More from HuffPost Canada:
BITS AND FIGHTS: Festival opener "Outlaw King" could've attracted buzz for its ultra-violent historical action sequences, but it was two full-frontal nude scenes by Chris Pine that stole the show. The actor's crown jewels dominated headlines about the star who during the festival press conference proclaimed, "I don't want this film to be all about that moment." Whether or not the tale of Scotland's legendary Robert the Bruce will be remembered best its brief nudity, it's safe to say more than a few viewers will stream the movie on Netflix upon its release in November to see what the fuss is about.
COFFEE RUN: Ryan Gosling caused a stir when he dropped by a small cafe that was a good 20-minute drive from the festival strip where most celeb-sightings take place. It was the culmination of a weeklong social media campaign by Joelle Murray, owner of Grinder Coffee, to get the "First Man" star to swing by.
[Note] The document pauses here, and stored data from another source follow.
PR #2397, opened 2019-01-15
DROOLS-2697: [DMN Designer] Improve readability of node labels

danielzhe:
This PR improves de readability and UX of the node labels by doing the following:
1. It uses a new default text truncate strategy. If the text of the labels doesn't full fits inside the node, the text is truncated and appended with "...". This affects everything, not only DMN editor;

2. For the DMN editor, the font's border (stroke) are removed. Due to a to a current limitation in Lienzo that forces the stroke to be drawn, we're drawing the stroke with alpha 0 to achieve this.

3. The maximum width of the nodes are now 600px instead of 200px;

4. The text inside nodes are now truncate and resized live as the user resize the node.

**This PR depends on this PR:** https://github.com/kiegroup/lienzo-core/pull/84


danielzhe:

manstis:
@danielzhe It's also probably a good idea to remove `FontSet.FontBorderSize` property all together too (and the necessary "clean up" i.e. delete `FontBorderSize` class and all use thereof). WDYT?

danielzhe:
@manstis Sorry, I've forgot the push the commit about the dynamic resizing. Pushed now.

danielzhe:
> @danielzhe It's also probably a good idea to remove `FontSet.FontBorderSize` property all together too (and the necessary "clean up" i.e. delete `FontBorderSize` class and all use thereof). WDYT?

I don't think we need to do this now and in this PR, but I can if you think is necessary.

I'm checking the Decision Service.

manstis:
> I don't think we need to do this now and in this PR, but I can if you think is necessary.

Well.. it's not used anymore, so unless you do as a new JIRA and PR "straight afterwards" it'll probably get forgotten.. not that leaving it does any harm as we don't expose the property in the Properties Panel... so I guess a new JIRA will be enough to clean up later. I'll leave the final decision to you!

danielzhe:
@manstis I'll clean it now. I like to delete things anyway. :D

kie-wb-common-stunner/kie-wb-common-stunner-client/kie-wb-common-stunner-lienzo/src/test/java/org/kie/workbench/common/stunner/client/lienzo/shape/view/wires/ext/WiresTextDecoratorTest.java
```diff
@@ -0,0 +1,64 @@
...
+import org.junit.runner.RunWith;
+import org.kie.workbench.common.stunner.client.lienzo.shape.view.ViewEventHandlerManager;
+import org.mockito.Mock;
+
+import static org.junit.Assert.assertEquals;
+import static org.junit.Assert.assertNotEquals;
+import static org.mockito.Mockito.when;
+
+@RunWith(LienzoMockitoTestRunner.class)
+public class WiresTextDecoratorTest {
```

She says he was as charming as expected, taking time to greet each customer and shake their hands.
JOYFUL JULIA: Julia Roberts gave one fan an experience of a lifetime during a Q-and-A for the Amazon series "Homecoming." When she learned he'd flown in from Indonesia to see her, the star went into the audience, gave him a hug and brought him onstage for a photo-op. "I'm in love with you!" she declared into the microphone for everyone to hear.
WEIGHTY ROLES: Joel Edgerton nibbled on a bowl of fresh berries and a plate of sliced bananas after skipping breakfast to swim laps in the hotel pool. The actor, who worked double duty as director on the gay-conversion therapy drama "Boy Erased," was still trying to shed the pounds from his recent turn as Falstaff in Netflix's upcoming "The King," starring Timothée Chalamet. "He's so slight he made me look bigger anyway," Edgerton confided. "I was cultivating this big beard and growing my belly out. It was kind of fun to sit on the couch and let myself go."
"HI LEONARDO": Thus begins the letter that Montreal filmmaker Xavier Dolan wrote to Leonardo DiCaprio as a child, which he read aloud at the premiere of his first English-language film, "The Life and Death of John F. Donovan." Eight-year-old Dolan tells DiCaprio that he's also an actor, and he hopes they can work together if the "Titanic" star shoots a film in Montreal. Now the director of a film centring on the correspondence between a young fan and an actor, the grown-up Dolan told the crowd that DiCaprio's work revealed a world of film "beyond what we imagine as children."